Pseudo Exfoliative Glaucoma

Condition category

Condition code

Eye

Diseases / disorders of the eye

Intervention/exposure

Study type

Interventional

Description of intervention(s) / exposure

Selective Laser Trabeculoplasty(SLT): this procedure will use frequency doubled, 1-switched Nd:Yag lasers emitting at 532nm with a pulse duration of 3ns, spot size of 400um and pulse energies ranging from 0.2-1.7mJ, coupled to a slit delivery system with a helium-neon laser (HeNe) aiming system and any mirrored gonio lens that doesn't magnify for all patients randomised to SLT treatment. The laser will be focused on the trabecular meshwork using the HeNe aiming beams and a single laser pulse will be delivered at the 3 o'clockposition. The laser energy will be increased or reduced by 0.1mJ increments until fine 'champagne' bubbles are generated. Initial 180 degrees treatments of approximately 50 applicaiton will be applied. There can be up to 3 SLT treatments administered during the trial depending on the IOP response to treatment. Each procedure will take approximately 30-40 minutes.

Intervention code [1]

Treatment: Devices

Intervention code [2]

Treatment: Surgery

Intervention code [3]

Treatment: Other

Comparator / control treatment

The following types of Ocular Hypotensive eyedrops will be able to be prescribed to those subjects randomised to the topical medication arm:Prostaglandin analogues 1 drop per day (Latanoprost/Xalatan 0.005%, Bimatoprost/Lumigan 0.03%, Travoprost/Travatan 0.004%), beta-blockers 1 drop twice daily (Betagan 2.5mg per mL/5mg per mL, Betoptic 0.25%/0.5%, Tenopt/Timolol 0.25%, 0.5%), alpha-agonists 1 drop twice daily ( Alphagan 0.15%/0.2%), Carbonic anhydrase inhibitors 1 drop twice daily (Azopt 1%, Trusopt 2%), combination eyedrops 1 drop twice daily (combigan 0.2%/0.5%, Cosopt (2%/0.5%, Duotrav (0.004%/0.5%), Xalacom (0.005%/0.5%). All drops will be adminstered indefinitely unless response to treatment is not adequate or side effects not tolerated.

Control group

Active

Outcomes

Primary outcome [1]

Quality of Life scores as assessed by Glaucoma Quality of Life-15 Score, VisQoL Vision-Related Utility Instrument
Score, Quality of Life 36 questionnaire scores

Timepoint [1]

6 weeks post randomisation, 6 months post randomisation, 12 months post randomisation, 18 months post randomisation, 24 months post randomisation

Primary outcome [2]

Costeffectiveness analysis using in-trial cost and effectiveness measures including IOP reduction and glaucoma progression.
Costs assessed will include direct costs such as costs to the patient for the consultations, procedures, eyedrops, and also indirect costs to patients and to society such as lost work productivity, costs to carers.
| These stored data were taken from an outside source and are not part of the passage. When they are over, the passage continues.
PR #533, opened 2020-02-19
Conjure CLI is permissive with unknown options

ferozco:
## Before this PR
Conjure CLI would barf if any unknown options were provided. This made adding a new option require a lockstep upgrade between the CLI and the build tooling that would populate the option

## After this PR
==COMMIT_MSG==
Conjure CLI will log and ignore any unknown options that are provided
==COMMIT_MSG==

## Possible downsides?
N/A

### DIFF
--- a/conjure/src/main/java/com/palantir/conjure/cli/ConjureCli.java
+++ b/conjure/src/main/java/com/palantir/conjure/cli/ConjureCli.java
@@ -22,12 +22,9 @@ import com.fasterxml.jackson.datatype.jdk8.Jdk8Module;
 import com.google.common.annotations.VisibleForTesting;
 import com.palantir.conjure.defs.Conjure;
 import com.palantir.conjure.spec.ConjureDefinition;
-import com.palantir.logsafe.SafeArg;
 import java.io.IOException;
 import java.util.List;
 import javax.annotation.Nullable;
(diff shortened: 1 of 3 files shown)


ferozco:
In support of #532

conjure/src/main/java/com/palantir/conjure/cli/ConjureCli.java
```diff
@@ -60,8 +67,15 @@ public void run() {
...
         private String output;
 
+        @CommandLine.Unmatched
+        @Nullable
+        private List<String> unmatchedOptions;
+
         @Override
         public void run() {
+            if (unmatchedOptions != null && !unmatchedOptions.isEmpty()) {
+                log.warn("Ignoring unknown options", SafeArg.of("unknown options", unmatchedOptions));
```
carterkozak: Do we actually want `System.err.println` here? Using a logger for CLI user interaction can be problematic, for example slf4j-simple won't print the args because we don't have substitution braces.
If slf4j-simple is replaced with something else, it won't be obvious that this doesn't provide user feedback.

ferozco: haha I had originally gone with that then switched over to logging. I'll revert

PR #537, opened 2020-02-21
Better error message telling you which file the error came from

CRogers:
## Before this PR
If your conjure definition file failed validation, the old error message would not tell you what file the error was in:

```
java.lang.IllegalStateException: Endpoint 'testEndpoint{http: GET /path}' cannot have multiple body parameters: [arg, arg2]
```

## After this PR
==COMMIT_MSG==
Errors encountered when parsing or validating conjure definition files will now tell you which file the error was found in.
==COMMIT_MSG==

The error now looks like:

```
java.lang.RuntimeException: Encountered error trying to parse file 'test'
// stacktrace
Caused by: java.lang.IllegalStateException: Endpoint 'testEndpoint{http: GET /path}' cannot have multiple body parameters: [arg, arg2]
```

## Possible downsides?
More complicated code.

### DIFF
--- a/changelog/@unreleased/pr-537.v2.yml
+++ b/changelog/@unreleased/pr-537.v2.yml
@@ -1,0 +1,6 @@
+type: fix
+fix:
+  description: Errors encountered when parsing or validating conjure definition files
+    will now tell you which file the error was found in.
+  links:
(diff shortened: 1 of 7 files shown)


topherinternational:
Awesome, thanks @CRogers!

PR #580, opened 2020-03-27
External import supports binary base type

### LINKED ISSUE #579: Can't use binary as a base type
## What happened?

I tried:

```
types:
  imports:
    Response:
      base-type: binary
      external:
        java: javax.ws.rs.core.Response
```

It failed with:

```
  Caused by: java.lang.IllegalArgumentException: TypeNames must be a primitive type [any, string, integer, double, boolean, safelong, rid, bearertoken, uuid] or match pattern ^[A-Z][a-z0-9]+([A-Z][a-z0-9]+)*$: binary
        at com.google.common.base.Preconditions.checkArgument(Preconditions.java:455)
        at com.palantir.conjure.parser.types.names.TypeName.check(TypeName.java:46)
        at com.palantir.conjure.parser.types.names.ImmutableTypeName.validate(ImmutableTypeName.java:110)
        at com.palantir.conjure.parser.types.names.ImmutableTypeName.access$200(ImmutableTypeName.java:30)
        at com.palantir.conjure.parser.types.names.ImmutableTypeName$Builder.build(ImmutableTypeName.java:197)
        at com.palantir.conjure.parser.types.names.TypeName.of(TypeName.java:54)
        at com.palantir.conjure.parser.types.primitive.PrimitiveType.fromString(PrimitiveType.java:70)
        at sun.reflect.NativeMethodAccessorImpl.invoke0(Native Method)
        at sun.reflect.NativeMethodAccessorImpl.invoke(NativeMethodAccessorImpl.java:62)
        at sun.reflect.DelegatingMethodAccessorImpl.invoke(DelegatingMethodAccessorImpl.java:43)
        at java.lang.reflect.Method.invoke(Method.java:498)
        at com.fasterxml.jackson.databind.introspect.AnnotatedMethod.callOnWith(AnnotatedMethod.java:122)
        at com.fasterxml.jackson.databind.deser.std.FactoryBasedEnumDeserializer.deserialize(FactoryBasedEnumDeserializer.java:138)
        ... 64 more
```

I want a binary base type to be supported.

ferozco:
Closes #579 

## After this PR
==COMMIT_MSG==
External imports can have binary as their base type
==COMMIT_MSG==

### DIFF
--- a/conjure-core/src/main/java/com/palantir/conjure/parser/types/names/TypeName.java
+++ b/conjure-core/src/main/java/com/palantir/conjure/parser/types/names/TypeName.java
@@ -22,6 +22,8 @@ import com.google.common.base.Preconditions;
 import com.google.common.collect.ImmutableSet;
 import com.palantir.conjure.defs.ConjureImmutablesStyle;
 import com.palantir.conjure.parser.types.NamedTypesDefinition;
+import com.palantir.conjure.spec.PrimitiveType;
+import java.util.Arrays;
 import java.util.regex.Pattern;
 import org.immutables.value.Value;
 
@@ -34,9 +36,9 @@ import org.immutables.value.Value;
 public abstract class TypeName {
 
     private static final Pattern CUSTOM_TYPE_PATTERN = Pattern.compile("^[A-Z][a-z0-9]+([A-Z][a-z0-9]+)*$");
-    static final ImmutableSet<String> PRIMITIVE_TYPES =
-            ImmutableSet.of(
-                    "any", "string", "integer", "double", "boolean", "safelong", "rid", "bearertoken", "uuid");
+    private static final ImmutableSet<String> PRIMITIVE_TYPES = Arrays.stream(PrimitiveType.Value.values())
+            .map(value -> value.name().toLowerCase())
+            .collect(ImmutableSet.toImmutableSet());
 
     @JsonValue
     public abstract String name();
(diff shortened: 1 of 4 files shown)


carterkozak:
This would be easy to misuse. We have a ton of special handling for binary streaming around dealiasing that may or may not work as expected with external type imports.

iamdanfox:
Ok so in order to enable @mglazer's to write:
```yml
types:
  imports:
    Response:
      base-type: binary
      external:
        java: javax.ws.rs.core.Response
```

I think we'd need to do some special-casing in the dialogue generator to just ignore external imports with `base-type: binary` and just code-generate `InputStream` instead... this feels a bit odd because everywhere else we've respected people's external imports.

carterkozak:
It breaks conjure-undertow as well

iamdanfox:
I think this is just what happens when you rely on things that are not inside the conjure ecosystem unfortunately :/. @mglazer is there any feasibility to use just a `binary` response type instead of the jaxrs one?

mglazer:
So the reason why I switched to `javax.ws.rs.Response` in the first place is that I needed to set a `Content-Disposition` header so this particularly endpoint would be treated as an attachment endpoint. I agree this shouldn't have been made into a conjure endpoint in the first place if it's just serving an arbitrary file, but this is where we are.

What I've done for now that seems to be the only thing that works is setting `jerseyBinaryAsResponse` as a conjure option, which seems to work pretty well, but I suspect if we ever stop using the Jersey endpoints, something will break?

PR #603, opened 2020-05-12
remove endpoint marker documentation

lycarter:
## Before this PR
Endpoint markers have been deprecated since the release of OSS conjure (?), and certainly aren't supported in conjure-java (see https://github.com/palantir/conjure-java/pull/883)

## After this PR
==COMMIT_MSG==
Misleading documentation about endpoint markers is removed
==COMMIT_MSG==


lycarter:
cc @carterkozak

PR #667, opened 2020-08-11
cache parsed results across multiple runs

rzpt:
## Before this PR

Parsed results were not cached between runs, so certain common files could be parsed many times in a single run.

## After this PR

==COMMIT_MSG==
Each conjure file will only be parsed once
==COMMIT_MSG==

## Possible downsides?

The code is no longer thread safe due to sharing of a static HashMap across threads, but the cli is single-threaded.

### DIFF
--- a/changelog/@unreleased/pr-667.v2.yml
+++ b/changelog/@unreleased/pr-667.v2.yml
@@ -1,0 +1,5 @@
+type: improvement
+improvement:
+  description: Each conjure file will only be parsed once
+  urls:
+    - https://github.com/palantir/conjure/pull/667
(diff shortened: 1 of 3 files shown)


ferozco:
@rzpt mind giving a bit more details about how you're using Conjure? Given that it is typically used an executable, I don't believe the change you have made will have any impact across "run"s

rzpt:
Sorry, multiple "runs" is not the right word. I meant the loop here: https://github.com/palantir/conjure/blob/master/conjure-core/src/main/java/com/palantir/conjure/defs/Conjure.java#L38

In a certain internal repo, we have many conjure yml files in a single project (117), and certain files are being parsed many times while invoking the gradle conjure-ir task. Many of these files were being parsed several times, with one of them being parsed 40+ times.

rzpt:
It seems like I can't write the changelog by using changelog-app? Can you do that for me?

ferozco:
Ok, rather than introducing static state could we refactor the code to allow us to re-use the Recursive parser?

rzpt:
Done.

rzpt:
@ferozco Can this be merged? I can't write a changelog with the changelog-app. Could you try that?

ferozco:
👍

carterkozak:
I've fixed up the changelog so we can cut a release with this fix. #669

PR #674, opened 2020-08-19
Revert "cache parsed results across multiple runs (#667)"

CRogers:
This reverts commit 5715c5ce4cf0dc7dc5c51de8709c57666f4943ec / #667.

## Before this PR
After 4.11.0, conjure seemingly does nothing at all. If you delete a chunk of your conjure yml file, such that it isn't even valid yaml, then rerun `./gradlew compileConjure`, it does produce an error. If you make a valid change, it does not produce updated conjure IR.

## After this PR
==COMMIT_MSG==
Reverts change to add parsing caching for conjure files, which broke conjure IR outputting.
==COMMIT_MSG==

## Possible downsides?
None, I think, as it does not seem to work. It's kind of worrying we have no test failures (going to check they are actually running!). The caching feature sounds useful if it speeds up the build, so it may be worth giving it another go with tests to ensure it still works.

cc @rzpt.

### DIFF
--- a/changelog/@unreleased/pr-674.v2.yml
+++ b/changelog/@unreleased/pr-674.v2.yml
@@ -1,0 +1,6 @@
+type: fix
+fix:
+  description: Reverts change to add parsing caching for conjure files, which broke
+    conjure IR outputting.
+  links:
+  - https://github.com/palantir/conjure/pull/674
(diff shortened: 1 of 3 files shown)


ferozco:
Do we understand why this problem is happening? It seems pretty odd that caching within the Conjure process would impact output across invocations in gradle.

CRogers:
Hmm, I guess we must not take into account the conjure IR version for caching, for this to have rolled out the way it has.

CRogers:
After diving in with @ferozco, looks like it's actually some problem in gradle-conjure.

PR #682, opened 2020-08-24
fix publish

ferozco:
## After this PR

==COMMIT_MSG==
fix publish
==COMMIT_MSG==


ferozco:
root project was inadvertently renamed in https://github.com/palantir/conjure/pull/486

robert3005:
👍

PR #8, opened 2020-01-07
vault-self-signed-support - adds support for vault using a self signe…

Alevsk:
…d certificate by adding the insecure configuration

### DIFF
--- a/cmd/kes/config.go
+++ b/cmd/kes/config.go
@@ -51,6 +51,7 @@ type serverConfig struct {
 			Addr      string `toml:"address" yaml:"address"`
 			Name      string `toml:"name" yaml:"name"`
 			Namespace string `toml:"namespace" yaml:"namespace"`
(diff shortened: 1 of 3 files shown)


harshavardhana:
We shouldn't be using insecure mode, is there a good reason to provide this option?

Alevsk:
> We shouldn't be using insecure mode, is there a good reason to provide this option?

We need to use kes and vault with a self signed certificate for testing in our local environments, I'll talk with @aead to see if there's an alternative on how to do this.

aead:
@Alevsk Closing this b/c a) already supported via https://github.com/minio/kes/blob/master/server-config.toml#L123 and b) we should never skip the X.509 certificate trust chain checks. Either disable TLS  (local testing) or role out PKI/direct trust in production.

Alevsk:
Thanks for the clarification @aead

PR #11, opened 2020-01-25
split /v1/key/create API into create and import

aead:
This commit splits the `/v1/key/create` API into
two separate APIs:
 - `/v1/key/create`
 - `/v1/key/import`

The reason for this API separation is that some
applications may be allowed to create keys - e.g.
a new secret key on their first startup. However,
this applications should probably not be allowed
to specify the secret key itself.

An application that can specify the secret key itself
may be a security issue since it does not necessarily
need the KES server to perform cryptographic operations
with this key.

Therefore, applications should only have the `v1/key/create`
permission (if required) but not the `/v1/key/import` permission.

However, the `/v1/key/import` API may be useful when migrating
from one backend store to another (e.g. from Vault to AWS and vice
versa).

**This is an API-breaking change** - However:
 - We have not committed to a stable API, yet.
 - Most applications that use the `/v1/key/create`
   API will not send any request body (secret key)
   since they don't want to create the key themself.
 - I'm not aware of any client using this API in a way
   such that this change would break them at the moment.
 - The CLI interface will handle the server API separation
   transparently.

### DIFF
--- a/client.go
+++ b/client.go
@@ -46,7 +46,30 @@ func NewClient(addr string, config *tls.Config) *Client {
 
 func (c *Client) Transport(transport http.RoundTripper) { c.httpClient.Transport = transport }
 
-func (c *Client) CreateKey(name string, key []byte) error {
+// CreateKey tries to create a new master key with
+// the specified name. The master key will be generated
+// by the KES server.
+func (c *Client) CreateKey(name string) error {
+	url := fmt.Sprintf("%s/v1/key/create/%s", c.addr, name)
+	req, err := http.NewRequest(http.MethodPost, url, nil)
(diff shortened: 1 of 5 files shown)


aead:
@Alevsk According to https://github.com/minio/m3/blob/6432e825d0ce9a2a58a6b7c92dcb7c2b985332af/cluster/kes.go#L179 this change will not affect minio/m3 - Can you confirm?!

Alevsk:
@aead I finished testing this PR with the current version of mkube and it's working fine 👍, please go ahead.

aead:
Thanks for testing @Alevsk

PR #16, opened 2020-02-11
stabilize server error API

aead:
This commit stabilizes and unifies the error interface
of the KES server. From now on the KES server returns
a error code >= 400 (bad request) and a JSON error message
as response body.

The error response has the following (simple) form:
```
{
  "message": "...",
}
```

Now, a client can rely upon the server returning an error status
code and a JSON object explaining why the error occurred.
Further, the client can now easily check whether the server
returned an expected error - e.g. `key not found`

However, this change does not finalize the errors returned by the server
themself but just the general structure of error messages.


aead:
> We can use xerrors instead of errors as import everywhere for consistency

Sure, done.

aead:
PTAL @harshavardhana

aead:
Closing this in favor of general project structure improvements PR.

PR #19, opened 2020-02-18
restructure package API

aead:
This commit restructures the packages of the kes project
such that:
 - The root `kes` (`github.com/minio/kes`) contains the
   client API and any types needed for that. E.g. `Policy`.
 - The `cmd/kes` package contains the client CLI and server
   application code.
 - All packages under `internal` (e.g. `internal/auth`) contain
   functionality for the server application and cannot be imported
   by external packages.

This has the following implications:
 - Everything in the root `kes` is part of the public API and has
   to be sem-ver compatible.
 - The root `kes` **must not** import anything in `internal/*`
 - Anything in `cmd/kes` or in `internal/*` **may** import
   anything from `kes`.

In general, all packages under `internal` should be self-contained
and domain-specific. The applications in `cmd/kes` use these packages
as building blocks for their application logic.

Note: This commit only restructures the packages but does not refactor
them (completely) to limit the scope of this commit.


aead:
@harshavardhana PR is in service of #16 - Functionality of #16 will be added on top of this, as separate PR.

These are assessed through the use of questionnaires including quality of life questionnaires and health services expenditure questionnaires and also through the keeping of expenses diaries and receipts by the patient and the service provider.

Timepoint [2]

6 months post randomisation, 12 months post randomisation, 18 months post randomisation, 24 months post randomisation

Secondary outcome [1]

Intraocular Pressure Reduction as measure by Goldmann tonometry compared to Baseline measurement

Timepoint [1]

6 weeks post randomisation, 6 months post randomisation, 12 months post randomisation, 18 months post randomisation, 24 months post randomisation

Secondary outcome [2]

Safety outcomes as measured by surgical complications, ocular surface disorders, Intraocular pressure of >30mmHG or >30% increase, visual acuity, progression of visual field loss, optic disc changes, development of uveitis, anterior chamber reaction interms of cells and flares.

Timepoint [2]

6 weeks post randomisation, 6 months post randomisation, 12 months post randomisation, 18 months post randomisation, 24 months post randomisation

Eligibility

Key inclusion criteria

Age - minimum 35 years; Newly diagnosed, previously untreated patients with either primary open angle glaucoma or pseudo-exfoliation glaucoma that, in the investigators opinion, warrants treatment; IOP greater or equal to 18mmHg but less than 40mmHg in at least one eye on 2 consecutive visits; Visual Field – mean deviation (MD) values less than -12 dB at baseline; Written informed consent has been obtained.

Minimum age

35 Years

Maximum age

No limit

Sex

Both males and females

Can healthy volunteers participate?

Key exclusion criteria

History or evidence of glaucoma other than primary open angle glaucoma, or pseudo-exfoliation glaucoma; Advanced glaucomatous field loss with MD > -12dB; History of topical or systemic ocular antihypertensive medication usage; Previous intraocular surgery (including glaucoma laser or glaucoma surgery), with the exception of uncomplicated phacoemulsification; Iridotrabecular drainage angle anomalies; Evidence of moderate non-proliferative diabetic retinopathy or worse, neovascularization or rubeosis iridis; Current use of a systemic corticosteroid, epinephrine or clonidine; Patients, who in the opinion of the investigator, will not respond adequately to treatment or who may require glaucoma surgery within the two years of study follow up; Patients who are pregnant or currently breastfeeding; Patient, who has a condition or is in a situation that in the investigator’s opinion may put the patient at significant risk, may confound the study results, or may interfere significantly with the patient’s participation in the study.

Study design

Purpose of the study

Treatment

Allocation to intervention

Randomised controlled trial

Procedure for enrolling a subject and allocating the treatment (allocation concealment procedures)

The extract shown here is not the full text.